/---
PR #1330, opened 2022-07-14
bug: Fix dependency exclusion for Gradle

timyates:
We used the wrong notation for exclusions in Gradle.

We had exclude(group: xxx, name: yyy) but it should be module instead of name

ie: exclude(group: xxx, module: yyy)

See https://docs.gradle.org/current/userguide/dependency_downgrade_and_exclude.html\#sec:excluding-transitive-deps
\---
Quote all of the entries verbatim.

PR #1330, opened 2022-07-14
bug: Fix dependency exclusion for Gradle

timyates:
We used the wrong notation for exclusions in Gradle.

We had exclude(group: xxx, name: yyy) but it should be module instead of name

ie: exclude(group: xxx, module: yyy)

See https://docs.gradle.org/current/userguide/dependency_downgrade_and_exclude.html\#sec:excluding-transitive-deps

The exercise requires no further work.